When my father told me, he usually begins by asking: "Today is the father told his son admires you?". So on until my dad on a more old, and we are increasingly bound together more.
In 82 years, my father was ready to go, and I also standard for him to be psychologically from my father suffered. We laughed, cried and held hands, told each other about our love and agreed that it was time to do so. I said, "Dad, after his father goes, I want to re-sign that his father was right." My father laughed and said I was weird, my father did not believe in reincarnation. I'm also not so optimistic, but I have many experiences that I believe will get the signal from the other world.

Close to my father and I feel the rhythm His heart beating in his chest when he breathed his last. Day after day after that, I wait "sign" from him but did not find anything. Every night I dream about his own desire. 4 months passed and I did not see anything happening outside the sadness. My mother died five years ago because of Alzheimer's disease and even though I was raising her daughter alone, I felt like I was an orphan.

One day, when I was lying on massage table in dark rooms waiting "signal" from my father, a desire to rush forward to meeting with my father. I started wondering whether I too demanding it or not. I also found myself in a state of twilight. I tried to escape from that state. Each of my mind like every drop of water falls in a quiet pond. Then I thought I was trying to control messages from the afterlife and I'll stop now.

Suddenly my mother's face appeared-my mother just as she has not been Alzheimer's disease. Her silver hair on his face lovingly removed. She is so evident that I feel can reach out and touch her. I smell the familiar fragrance of her Joy. She seemed to wait and not say anything.
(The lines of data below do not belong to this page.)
PR #68, opened 2018-09-27
NO JIRA issue: DOI bug, identifiers in DDM

jo-pol:
### DOI bug

The UI does not see that a failing submit may have assigned a DOI. Thus the next submit attempt fails because the DOI gets erased in the `metadata/dataset.json` while still present in the `deposit.properties`.

### Solution

Rather than going through complex error handling and roll-back problems, the UI should go through the following steps when a user pushes the submit button:
* GET the DOI if not done by the user before
* PUT the metadata with the generated DOI
* PUT the new state
---
#### When applied
* The api will no longer assign a DOI on submit. In stead the api will fail if it the DOI missing.
* Copy the identifiers from json to DDM
* Give more json centric error messages on missing fields

See `src/test/resources/manual-test`

### DIFF
--- a/docs/api/api.yml
+++ b/docs/api/api.yml
@@ -300,6 +300,8 @@ paths:
       description: |
         The client is only allowed to update the deposit from DRAFT to SUBMITTED or
         from REJECTED to DRAFT. Other state transitions will be effected by back-end processes.
+        The client must have called `GET /deposit/{id}/doi` and `PUT /deposit/{id}/metadata`
+        with all fields that are madatory at submission.
       parameters:
       - $ref: "#/components/parameters/DepositId"
       operationId: updateDepositState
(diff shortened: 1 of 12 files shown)


docs/api/api.yml
```diff
@@ -300,6 +300,8 @@ paths:
       description: |
         The client is only allowed to update the deposit from DRAFT to SUBMITTED or
         from REJECTED to DRAFT. Other state transitions will be effected by back-end processes.
+        The client must have called `GET /deposit/{id}/doi` and `PUT /deposit/{id}/metadata`
```
lindareijnhoudt: something like this?

In order to submit, the deposit needs to be valid. In particular, the json metadata MUST be valid, with all mandatory fields specified, among which the Digital Object Identifier (DOI).

PR #69, opened 2018-10-05
EASY-1735 + EASY-1736 DDM convert json to XML including subject/coverages

jo-pol:
Fixes EASY-1735

#### When applied it will
* convert most json fields to dataset.xml at submission, ~~still to do:~~
  * [x] subject en coverages  https://drivenbydata.atlassian.net/browse/EASY-1736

I'm wondering why I was thinking of my father my mother appeared and I feel guilty because I did not expect to see her like that.

I said, "Mom , I was sad because she has suffered such a horrible disease. "

She turned aside as recognition of what I said and smiled, a smile-beautiful and very special . She said, but all I remember is the love of children, then she disappeared.

I feel good suddenly cold in the room also suddenly become cold. I know that love we give and receive is the most important and that's the most memorable. The bear will go away - forever love.

I do not get signal from my father, but I believe that someday, he will appear and say: Father Today told me that his father loves me not it?